The threat of sprawl looms as Praguers look to greener pastures

New housing developments like this one in Prague 8-Dablice are pushing into areas that were fields and forests a few years ago.
By Margot Buff
For The Prague Post
(February 19, 2003)


Prague is growing, but its population is not.

The number of people living in the city dropped by almost 6,000 in 2000, with residents leaving Prague accounting for nearly a third of that number, according to the Regional Development Ministry.

At the same time, the number of new dwellings being built in Prague jumped last year by 50 percent. The central Bohemia region, which surrounds but does not include Prague, saw the highest share of new dwellings under construction in the Czech Republic.

The numbers point to the beginnings of urban sprawl. Many Praguers are taking advantage of low interest rates to buy homes outside the city center, and developers are stepping in, creating new housing developments and shopping and business centers to support the shift.

But with a stable population spreading out over a greater area, and with residents moving outside the city limits to new satellite communities, Prague is facing the symptoms of sprawl that plague major cities from Frankfurt to Rio de Janeiro.


Growing pains

One of sprawl's most obvious repercussions is the stress it creates on the environment. Booming development means that fields and forests are built over even as available urban space remains unused -- both in central industrial sites and in open spaces on the periphery. Low-density settlements and patchwork land use make public transport less viable, and suburbanites waste time and resources in long commutes. The city's spread requires the extension of roads, water and electricity at increased financial and environmental cost.

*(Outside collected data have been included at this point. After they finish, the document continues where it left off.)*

PR #373, opened 2018-04-24
User/ofaletse/cb 2834/change/gui to handle elasticsearch queried logs

ofaletse:
@lvdheever Please review.

This PR handle the results from [PR](https://github.com/ska-sa/katportal/pull/331) i.e results from elasticsearch query interface.

The sceen grap below is to show that we are still able to generating report.
pdfff


ofaletse:
Note: I will generate and push dist files later.

app/services/userlog-service.js
```diff
@@ -57,6 +57,21 @@
             return deferred.promise;
         };
 
+
+        api.queryLogFiles = function (logFiles, startTime, endTime) {
```
lvdheever: Name now will be better if it is e.g. `querySystemLogs` as it does not query the files any longer.
But KatGUI does have functionality to show the system log files and that is still needed. So not sure that you should change queryLogFiles to query elastic. Would you need to add another api call instead querySystemLogs and keep queryLogFiles (or does the system log page on KatGUI use a different interface?)
Answering my own question - yes I think it does - it probably uses the tail_log_fileserver or whatever it is called.
Please confirm that, but then just the name change please.

app/services/userlog-service.js
```diff
@@ -57,6 +57,21 @@
...
+            var defer = $q.defer();
+            $http(createRequest(
+                'get', urlBase() + '/logs/' + logFiles + '/' + startTime + '/' + endTime)).then(
```
lvdheever: logFiles is an incorrect name now. Please change to something else - programNames?

app/userlogs/userlog-reports.js
```diff
@@ -123,22 +123,22 @@
...
-                                    }
+                                    logLines.push({line: line});
                                 });
                                 pdf.autoTable(columns, logLines, {
                                     startY: pdf.autoTableEndPosY() + 50,
                                     theme: 'striped',
                                     margin: {top: 8, bottom: 8},
                                     overflow: 'linebreak'});
-                            });
+                                    logLines = [];
```
ajoubertza: This looks like it is indented a bit too far.  Should align with `pdf`

ofaletse: Not really. I will change code so that the closing brace is clear.

app/health/config-health-view/config-health-view.js
```diff
@@ -7,7 +7,9 @@
                                   ConfigService, StatusService, NotifyService, $stateParams) {
 
         var vm = this;
-        vm.mapTypes = ['Pack', 'Partition', 'Icicle', 'Sunburst'];
+        // OJ Temporarily disable map types, details in CB-2770
+        //vm.mapTypes = ['Pack', 'Partition', 'Icicle', 'Sunburst'];
+        vm.mapTypes = ['Sunburst'];
```
lvdheever: This should work, and I assume it was tested to ensure no unforeseen side-effects.

Also - please test if it should be disabled in receptor-health.js as well (I think so).

ofaletse: Well, receptor-health is working as expected. i.e no need to disable other maps.

lvdheever: Great! Thanks for checking.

The social toll of urban sprawl can be high as well. As wealthier residents flee to the suburbs, people, money and activity drain out of the urban center. One architect and town planner, Ivan Plicka, points to the housing estates of Jizni Mesto in Prague 11 as an example; he warns that flight from the communist-era panelaks to suburbs like Pruhonice south of Prague is leaving the housing estate like a ghetto, desperately in need of money for urban renewal.

For the city's part, Deputy Mayor Jiri Paroubek says some of these housing estates are receiving attention to ward off urban decay. In Repy (Prague 6) and Jizni Mesto, he says, money from the district assemblies has been set aside for renewal efforts such as building reconstructions. "The revitalization will improve the quality of life there," Paroubek said. But with those plans stretching out over a seven- to 10-year period, they might not do much to stem the loss of residents and vitality.

The shift from the estates affects those who move as well as those who stay. Jana Mullerova, a spokeswoman for the environmental coalition SOS Praha, says home-buyers often don't know what they're giving up in leaving the city.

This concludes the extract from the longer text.